Collected data entries
PR #12605, opened 2019-11-08
[Security] query string can't be used in security.access_control > path

alexisLefebvre:
Goal: explain that GET parameters are ignored, so the following rule won't work:

```
- { path: ^/foo/bar\?foobar=[0-9]+, roles: [ ROLE_USER ], methods: [ GET ] }
```

Source: https://stackoverflow.com/questions/46600752/symfony-access-control-regex-with-get-parameter

### DIFF
--- a/security/access_control.rst
+++ b/security/access_control.rst
@@ -93,10 +93,11 @@ Take the following ``access_control`` entries as an example:
         ]);
 
 For each incoming request, Symfony will decide which ``access_control``
-to use based on the URI, the client's IP address, the incoming host name,
-and the request method. Remember, the first rule that matches is used, and
-if ``ips``, ``host`` or ``methods`` are not specified for an entry, that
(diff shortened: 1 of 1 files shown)


wouterj (approved):
Oh wow, never thought about this. I definitely agree with adding this! It doesn't hurt and it'll save quite some time for people that think it is possible.

javiereguiluz:
@alexislefebvre I like this proposal ... but I think it's too hidden in the new test. I'd create a separate phrase (or maybe a note?) clearly saying that query parameters are ignored for access_control regexp matches.

wouterj:
Thanks @alexislefebvre! I've applied Javier's suggestion of moving this into a more explicit caution in 35b812c

alexislefebvre:
Thanks a lot @wouterj!

PR #12606, opened 2019-11-08
BC promise: only optional arguments can be removed

teohhanhui:
Fixes https://github.com/symfony/symfony/pull/34230#issuecomment-551859092

I've changed `Yes` to `No`, since it makes more sense, i.e. it's not allowed, unless...

Additional question: Should I also change `No` to `No [3]_` for traits? Or is there a specific reason why it's absolutely not allowed on traits?

### DIFF
--- a/contributing/code/bc.rst
+++ b/contributing/code/bc.rst
@@ -204,7 +204,7 @@ Change name                                     No
 Move to parent interface                        Yes
 Add argument without a default value            No
 Add argument with a default value               No
-Remove argument                                 Yes [3]_
+Remove argument                                 No [3]_
 Add default value to an argument                No
 Remove default value of an argument             No
 Add type hint to an argument                    No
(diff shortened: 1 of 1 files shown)


dbrumann (approved):

OskarStark:
@nicolas-grekas may we have your 2 cents here? Thanks 😊

contributing/code/bc.rst
```diff
@@ -416,7 +416,7 @@ Turn static into non static                         No
 .. [2] The added parent interface must not introduce any new methods that don't
        exist in the interface already.
 
-.. [3] Only the last argument(s) of a method may be removed, as PHP does not
+.. [3] Only the optional argument(s) of a method may be removed, as PHP does not
```
nicolas-grekas: last optional

nicolas-grekas (approved):
With one minor suggestion

teohhanhui:
What about this point?

> Additional question: Should I also change No to No [3]_ for traits? Or is there a specific reason why it's absolutely not allowed on traits?

nicolas-grekas:
> Is there a specific reason why it's absolutely not allowed on traits?

A trait is not part of a type, thus we don't know what contract it implements: maybe an interface/the parent of the class that uses the trait actually declared the optional argument. removing it would be a BC break. Since we cannot know, we cannot remove these arguments.

teohhanhui:
Should we add a note to explain this?

wouterj:
Thanks for updating this guide! Let's keep it like this for now. If there is confusion about traits in the core contributions, we can always elaborate in this guide.

PR #12616, opened 2019-11-10
Tell user about installing twig

Heaven31415:
I tried to follow [this subsection of tutorial](https://symfony.com/doc/current/page_creation.html#rendering-a-template) and I noticed that I'm asked to create a file in a missing **templates** directory. I noticed that I'm missing this directory, because Twig isn't installed, so I simply installed it using composer which fixed the problem. 

I changed the docs so people would know that they need to install Twig before moving on.

### DIFF
--- a/page_creation.rst
+++ b/page_creation.rst
@@ -197,6 +197,12 @@ If you're returning HTML from your controller, you'll probably want to render
 a template. Fortunately, Symfony comes with `Twig`_: a templating language that's
 easy, powerful and actually quite fun.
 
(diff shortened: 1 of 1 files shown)


wouterj (approved):
I agree that this change makes perfect sense. :+1: from me

Thanks for caring about further readers and taking the time to contribute to the docs!

OskarStark (approved):

OskarStark:
Thank you @Heaven31415.

PR #16220, opened 2021-12-11
Change URL of monolog-1.0.xsd file (404)

arnolem:

### DIFF
--- a/reference/configuration/monolog.rst
+++ b/reference/configuration/monolog.rst
@@ -20,7 +20,7 @@ in your application configuration.
 
     When using XML, you must use the ``http://symfony.com/schema/dic/monolog``
     namespace and the related XSD schema is available at:
-    ``https://symfony.com/schema/dic/monolog/monolog-1.0.xsd``
+    ``https://raw.githubusercontent.com/symfony/monolog-bundle/master/Resources/config/schema/monolog-1.0.xsd``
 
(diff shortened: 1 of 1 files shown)


wouterj:
Hi @arnolem! I'm sorry, but I'm afraid we have to reject this change. In the XML config, the file should start like:

```xml
<?xml version="1.0" encoding="UTF-8" ?>
<config xmlns="http://symfony.com/schema/monolog"
    xmlns:xsi="http://www.w3.org/2001/XMLSchema-instance"
    xsi:schemaLocation="http://symfony.com/schema/monolog
        https://symfony.com/schema/monolog/monolog-1.0.xsd">
```

This is because the Config component uses the locally installed XSD to validate the XML (and it finds the path to that file by replacing the namespace - `http://symfony.com/schema/monolog` - in the schema location with the path to the bundle).
I believe this note is there to tell people what to use in their XML files, not necessarily where they can find the online XSD (although the "available at" is a bit ambiguous on this).

If you have any ideas on how to better word this, I'm all ears :) (and as the same note is present on all config reference articles, let's fix them all in that case). For now, I'm going to close this PR as I believe this it is incorrect to change the URL here. 
Hopefully this won't set you back to submit new proposals/fixes in the future! Thanks!

arnolem:
No problem 😉

PR #16221, opened 2021-12-11
Add a warning about native://default for Mailer

fabpot:
This is a follow-up for https://github.com/symfony/symfony/pull/44567.

The `native://default` DSN for mailer should never be used.

### DIFF
--- a/mailer.rst
+++ b/mailer.rst
@@ -93,6 +93,11 @@ native        ``native://default``                      Mailer uses the sendmail
                                                         in the ``sendmail_path`` setting of ``php.ini``. On Windows
                                                         hosts, Mailer fallbacks to ``smtp`` and ``smtp_port``
                                                         ``php.ini`` settings when ``sendmail_path`` is not configured.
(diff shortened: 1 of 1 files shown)


mailer.rst
```diff
@@ -93,6 +93,11 @@ native        ``native://default``                      Mailer uses the sendmail
                                                         in the ``sendmail_path`` setting of ``php.ini``. On Windows
                                                         hosts, Mailer fallbacks to ``smtp`` and ``smtp_port``
                                                         ``php.ini`` settings when ``sendmail_path`` is not configured.
+                                                        Be warned that if ``php.ini`` uses the ``sendmail -t`` command,
```
OskarStark, line 96: Maybe it's better to move this paragraph under a

.. warning:: 

Directive?

javiereguiluz:
Thanks Fabien!

mailer.rst
javiereguiluz: Yes ... I've moved this into an admonition while merging. Thanks.

PR #16224, opened 2021-12-11
 Fix the 'From' header to display the sender's name in MailHog

Chivirda:


BahmanMehrdad (changes requested):
The first letter does not need to be uppercase.

PR #16228, opened 2021-12-12
[Setup] Change upgrade-minor.rst to reference Symfony 5

gnito-org:


javiereguiluz:
Thank you @gnito-org.

PR #16230, opened 2021-12-13
fix a small grammar issue

xabbuh:


javiereguiluz:
Good catch, thanks Christian.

■ **What the exercise asks**: Every line holding the string "value" should be copied here, so please find those lines in the data.

■ **Result for this task**:
 Add argument without a default value            No
 Add argument with a default value               No
 Add default value to an argument                No
 Remove default value of an argument             No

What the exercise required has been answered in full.